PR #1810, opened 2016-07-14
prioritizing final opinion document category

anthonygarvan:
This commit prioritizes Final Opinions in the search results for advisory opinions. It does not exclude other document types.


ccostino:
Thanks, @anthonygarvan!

● ● ● ●

== Assignment ==
Where does the string "anthonygarvan" appear in the records above? Show every line that holds it.

== Answer for the task ==
anthonygarvan:
Thanks, @anthonygarvan!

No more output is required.